Grain Commodities Wheat
Jul/100

An Introduction to Commodity Trading Options
Trade commodity futures, as we know it today is said to have originated in In 17th century Japan, where rice was traded in future contracts. It was a time when farmers and buyers came together and decided to commit to each future prices of other appropriate conditions negotiated in exchange of grain for the money. For example, a distributor agreement to buy a ton of rice at the end of the month following at a certain price for a farmer. This would be ideal for both parties, as the farmer knows how much they get for their rice in advance, and the buyer can plan to raise the money needed for purchase. Contracts of this type became more and more popular and common, and were even used as collateral for borrowing. If the buyer could not accept delivery of the rice, which could sell the contract to another person. On the other hand, if the farmer could not deliver the commodity to be deliver the contract to another farmer. Thus began trading commodity futures, as we know it today.
What are commodity futures?
Today, most stock exchanges of commodity futures are created similarly. Normally, members to exchange real trade deals face to face on the floor. Stock is equity in a public company, and may be considered as long as you want, while trading futures contracts have a single life. In the past, people used the methods of futures trading in commodities in general, risks coverage and price fluctuations, or to take advantage of them, and not really buying into the product. The idea is that the contract requires delivery of goods within a certain predefined period of time unless it becomes null and void. The person buying the futures contract is trading in line to buy particular commodity at a fixed price at a given date. The person selling the futures contract trading undertakes to sell the commodity at a specified price at a date determined. As time passes, the contract price varies, and this brings about profit and loss in trade.

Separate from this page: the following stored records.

PR #850, opened 2024-01-30
new module to load bindings from llvm backend distro

dwightguth:
I spoke with Bruce and he suggested this approach for dealing with the `_kllvm` bindings module in Pi^2. Essentially, the LLVM backend builds the bindings module with a particular pre-configured version of python, and then this code makes the assumption that that version of python is ABI-compatible with the version of python used by the code importing this module. It may not be true in general, but in cases where we can control both the version of K and the version of pyk that are installed, it is possible to guarantee this. This then becomes part of the requirements for a successful installation of the tool in question. I tested that locally, this seems to cause the unit tests to pass. I can also confirm that this causes a significant improvement in the time to run a short-lived python invocation that imports this module, on the order of about 6 seconds.


Baltoli:
> It may not be true in general, but in cases where we can control both the version of K and the version of pyk that are installed, it is possible to guarantee this.

Yep, that's correct - just for the sake of writing down what I said earlier, in my experience this tends to only be an issue when running in a local dev environment. When built into a production / packaged release of a tool we can better control dependency versions and make sure there isn't a mismatch.

Baltoli (approved):
Marked as a draft so I won't automerge, but the code here is what I'd expect to see based on our conversation earlier.

PR #857, opened 2024-02-03
Print parseable rules from KCFGShow

ehildenb:
In this PR: https://github.com/runtimeverification/pyk/pull/835, the function `build_rule` is modified to maintain all structure of a rule. But that routine is also used for creating pretty-printing rules for parsing via the frontend. Rules that need to be parsed via the frontend must not contain the `<generated*>` cells.

This PR makes sure that `KCFGShow(...)` still minimizes the rules that are printed via `to_module`. This should allow undoing most of the output changes here: https://github.com/runtimeverification/kontrol/pull/325.


src/pyk/kcfg/show.py
```diff
@@ -302,8 +293,23 @@ def pretty(
...
+        parseable_output: bool = True,
+    ) -> KFlatModule:
+        module = cfg.to_module(module_name)
+        _sentences = []
+        for sent in module.sentences:
+            if type(sent) is KRule:
+                sent = sent.let(body=KCFGShow.hide_cells(sent.body, omit_cells))
+                if parseable_output:
+                    sent = sent.let(body=remove_generated_cells(sent.body))
+                    sent = minimize_rule(sent)
```
anvacaru, line 310: Perhaps move this into an inner `_process_sentence(sent: KSentence) -> KRule` and have just
```
    _sentences = [_process_sentence(sent) for sent in module.sentences]
``` 
instead of the `for` loop.

anvacaru (approved):
Approved with a single suggestion :+1:

src/pyk/kcfg/show.py
ehildenb: Done.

The contract is usually settled before it expires and delivery usually does not occur. The entire trade is based on the idea that there will be no delivery, but can speculate on the price of commodities at a time in the future to make money. Trading commodity futures is conducted around the world now.
Different types of goods
There are many types of products traded in the international market. These can be very classified into the following:
- Precious metals like gold, platinum, silver, etc.
- Metals such as aluminum, copper, steel, etc.
- Agricultural products like rice, corn, oil, cotton, Wheat, etc.
- Soft commodities such as cocoa, coffee, tea, sugar, etc.
- Livestock as porkbellies, livestock, etc.
- Energy commodities like crude oil, gasoline, gas, etc.